Gestionnaires professionnels

En plus des efforts faits pour éviter les duplications des demandes d’informations concernant les assurés (enfant, mariage, divorce, handicap, âge et décès de l’assuré et du conjoint, besoin d’aide sociale ...), la professionnalisation de la gestion des retraites peut aussi réduire les coûts et améliorer le service aux employeurs, aux actifs et aux retraités. En plus des grands opérateurs, CNAV, ARRCO-AGIRC, CNRACL, de nombreux autres existent pour de plus petites populations, ou de plus faibles montants, ou gérés de façon dispersée (fonction publique d’Etat).

Comme l’indique Michel Yahiel, directeur des retraites à la CDC, « L’objectif de la Caisse des dépôts est de demeurer l’opérateur de référence des régimes publics et même de renforcer cette capacité. Nous pourrions continuer à reprendre la gestion de certains, comme ceux qui sont actuellement spéciaux. »

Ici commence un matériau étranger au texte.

PR #1164, opened 2017-09-13
changed error message for single threaded spinner 

jgueldenstein:
added hint to use MultiThreadedSpinner when starting a single threaded spinner failed because it was on the same queue as a previously started AsyncSpinner.

This behavior was tolerated in kinetic but recommended against.

We would also like to add a similar message to the kinetic-devel branch.
Would you support this too?

### DIFF
--- a/clients/roscpp/src/libros/spinner.cpp
+++ b/clients/roscpp/src/libros/spinner.cpp
@@ -129,8 +129,9 @@ void SingleThreadedSpinner::spin(CallbackQueue* queue)
 
   if (!spinner_monitor.add(queue, true))
   {
-    ROS_FATAL_STREAM("SingleThreadedSpinner: " << DEFAULT_ERROR_MESSAGE << "You might want to use a MultiThreadedSpinner instead.");
-    throw std::runtime_error("SingleThreadedSpinner: " << DEFAULT_ERROR_MESSAGE << "You might want to use a MultiThreadedSpinner instead.");
+    std::string errorMessage = "SingleThreadedSpinner: " + DEFAULT_ERROR_MESSAGE + "You might want to use a MultiThreadedSpinner instead.";
+    ROS_FATAL_STREAM(errorMessage);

Tout regroupement de ces opérateurs facilitera à terme la mise en place des réformes à venir, tout en assurant aux gestionnaires des plus petits régimes, les garanties de faire partie d’un ensemble plus grand et plus pérenne.  

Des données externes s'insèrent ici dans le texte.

PR #1165, opened 2017-09-13
Timeout can be specified for roscpp service calls

mikepurvis:
Rebase of #738.

FYI @dkargin @efernandez @dirk-thomas

### DIFF
--- a/clients/roscpp/src/libros/service_server_link.cpp
+++ b/clients/roscpp/src/libros/service_server_link.cpp
@@ -327,11 +327,6 @@ void ServiceServerLink::processNextCall()
   }
 }
 
-bool ServiceServerLink::call(const SerializedMessage& req, SerializedMessage& resp)
-{
-  return call(req, resp, -1);
-}
-
 bool ServiceServerLink::call(const SerializedMessage& req, SerializedMessage& resp, double timeout)
 {
   CallInfoPtr info(boost::make_shared<CallInfo>());
@@ -405,6 +400,11 @@ bool ServiceServerLink::call(const SerializedMessage& req, SerializedMessage& re
   }
 
   return info->success_;
+}
+
+bool ServiceServerLink::call(const SerializedMessage& req, SerializedMessage& resp)
+{
+  return call(req, resp, -1);
 }
 
 bool ServiceServerLink::isValid() const
--- a/clients/roscpp/src/libros/service_server_link.cpp
+++ b/clients/roscpp/src/libros/service_server_link.cpp
@@ -369,23 +369,24 @@ bool ServiceServerLink::call(const SerializedMessage& req, SerializedMessage& re
 
     while (!info->finished_)
     {
-    	if(timeout > 0)
-    	{
-    		boost::chrono::milliseconds duration(static_cast<int>(timeout * 1000));
-    		if(info->finished_condition_.wait_for(lock, duration))
-    		{
-    			ROS_ERROR("Service [%s] call failed: no response for %fsec", service_name_.c_str(), timeout);
-    			interrupted = true;
-    			break;
-    		}
-    	}
-    	else
-    		info->finished_condition_.wait(lock);
+      if(timeout > 0)
+      {
+        boost::chrono::milliseconds duration(static_cast<int>(timeout * 1000));
+        if(info->finished_condition_.wait_for(lock, duration))
+        {
+          ROS_ERROR("Service [%s] call failed: no response for %fsec", service_name_.c_str(), timeout);
+          interrupted = true;
+          break;
+        }
+      }
+      else
+        info->finished_condition_.wait(lock);
     }
+
+    if(interrupted)
+        this->clearCalls();
   }
 
-  if(interrupted)
-	  this->clearCalls();
 
   info->call_finished_ = true;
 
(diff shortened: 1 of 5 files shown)


efernandez:
:+1:

dkargin:
[meta-ros](https://github.com/bmwcarit/meta-ros) still uses indigo-devel and certainly does not reach 'lunar' in near future. There are quite a lot of people using this yocto-ROS distribution. Though we got used to applying external patches here and there, we still hope this pull request be backported to indigo/kinetic

clients/roscpp/src/libros/service_server_link.cpp
```diff
@@ -362,14 +363,34 @@ bool ServiceServerLink::call(const SerializedMessage& req, SerializedMessage& re
...
     while (!info->finished_)
     {
-      info->finished_condition_.wait(lock);
+      if(timeout > 0)
+      {
+        system_clock::time_point wall_time = now + milliseconds(static_cast<int>(timeout * 1000));
+
+        if(info->finished_condition_.wait_until(lock, wall_time) == boost::cv_status::timeout)
+        {
+          ROS_ERROR("Service [%s] call failed: no response for %fsec", service_name_.c_str(), timeout);
```
dirk-thomas, line 381: I am not sure of outputting an error in these cases is a good choice. Maybe the user uses this feature extensively and is aware that some service calls will time out but doesn't want error messages to appear in those cases?

clients/roscpp/src/libros/service_server_link.cpp
```diff
@@ -381,6 +402,11 @@ bool ServiceServerLink::call(const SerializedMessage& req, SerializedMessage& re
   return info->success_;
 }
 
+bool ServiceServerLink::call(const SerializedMessage& req, SerializedMessage& resp)
+{
+  return call(req, resp, -1);
+}
```
dirk-thomas, line 408: To keep the order the same as in the header move this function above the new function signature.

clients/roscpp/src/libros/service_server_link.cpp
```diff
@@ -326,7 +327,7 @@ void ServiceServerLink::processNextCall()
   }
 }
 
-bool ServiceServerLink::call(const SerializedMessage& req, SerializedMessage& resp)
+bool ServiceServerLink::call(const SerializedMessage& req, SerializedMessage& resp, double timeout)
```
dirk-thomas, line 330: Depending on the use case it might make sense to specify a timeout not in system time but in simtime?

clients/roscpp/src/libros/service_server_link.cpp
```diff
@@ -362,14 +363,34 @@ bool ServiceServerLink::call(const SerializedMessage& req, SerializedMessage& re
...
+      else
+        info->finished_condition_.wait(lock);
     }
   }
+  // Clear calls is properly protected
+  if(interrupted)
+    this->clearCalls();
+
 
   info->call_finished_ = true;
```
dirk-thomas, line 395: Is this being set to `true` in the case of a timeout?

dirk-thomas (commented):
Please add tests for this new feature.

dirk-thomas:
> meta-ros still uses indigo-devel and certainly does not reach 'lunar' in near future. There are quite a lot of people using this yocto-ROS distribution. Though we got used to applying external patches here and there, we still hope this pull request be backported to indigo/kinetic

@dkargin The desire to always have the latest features is opposing the desire for stability in a distribution which has been released a long time ago. Therefore any patches are merged into the latest distro first (currently Lunar). If they have shown that they haven't introduced regressions they can be considered for backporting to previous distributions - always with the consideration of effort, chance of regression, etc.

clients/roscpp/src/libros/service_server_link.cpp
dkargin: Though great part of ROS tries to keep 'kinematics' time, some other parts are strongly related to system time. We will have deadlocks when /use_sim_time=true and no /clock is provided or it is frozen.

paulbovbel: Would it make sense to take ros::Duration or ros::WallDuration in the signature rather than double,  to clarify whether the system clock or ROS time is being used?

efernandez:
If you don't mind @dkargin , I'd be happy to contribute the changes requested by @dirk-thomas and move this forward so it can get merged.

Is it possible to get commit access to `pull-738`? @mikepurvis 
Otherwise, I can create a new PR.

clients/roscpp/src/libros/service_server_link.cpp
```diff
@@ -362,14 +363,34 @@ bool ServiceServerLink::call(const SerializedMessage& req, SerializedMessage& re
     processNextCall();
   }
 
+  bool interrupted = false;
   {
     boost::mutex::scoped_lock lock(info->finished_mutex_);
 
+    using namespace boost::chrono;
+    system_clock::time_point now = system_clock::now();
```
flixr, line 371: IMHO this should use the `steady_clock` to not be affected by system time changes as in #1250 and #1014

flixr (commented):
To not be affected by system time changes the `steady_clock` should be used.

dirk-thomas:
Waiting for the pending comments to be addressed / replied to.

dkargin:
I do not have access either. Or do I? Though I have no time to deal with it for lunar. We are locked on indigo.

mikepurvis:
Closed in favour of #1271.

Autre sujet, la lutte contre les gaspillages : on peut citer l’efficacité du recouvrement des cotisations. A ce titre, le transfert du recouvrement aux Urssaf est prévu par la loi de financement de la sécurité sociale pour 2020 à échéance de 2020 et devrait permettre des économies de frais de gestion, estimées par la Cour des comptes à 450 M€ en 2016. On peut aussi citer les retraites versées de façon indue : en cas de décès d’un allocataire, la caisse de retraite doit cesser de lui verser sa pension. Les caisses de retraite des salariés ne partagent pas les informations entre la CNAV et les retraites complémentaires, ce qui augmente les erreurs ainsi que les coûts de gestion. Dernier point, l’action sociale qui mériterait d’être mieux encadrée.

Conclusion

La démarche actuelle du gouvernement sur la réforme des retraites a été beaucoup trop politique, avec trop d’annonces à tort et à travers qui déstabilisent les Français, et imprécise avec un mélange de concepts théoriques (comptes notionnels, régimes par points) mais qui passe à côté de la simplification, et de l’amélioration du service aux assurés sociaux et de la baisse des frais de gestion qui sont excessifs (ceux-ci sont près du double de la moyenne européenne). L’expérience de 2019 a montré la difficulté de mettre en place un système de retraite entièrement nouveau qui soulève inquiétudes et fantasmes.

Les expériences passées ont au contraire montré 1) qu’allonger la durée de vie en activité, et 2) affilier les nouveaux salariés d’organisations à statut au régime de retraite du privé, ont été réalisés plusieurs fois avec succès, sans doute parce que les points d’arrivée de ces réformes sont bien connus, et incontestablement équitables entre tous les intéressés. Tout nouveau retard aggravera les déficits et rendra plus sévères les mesures à prendre.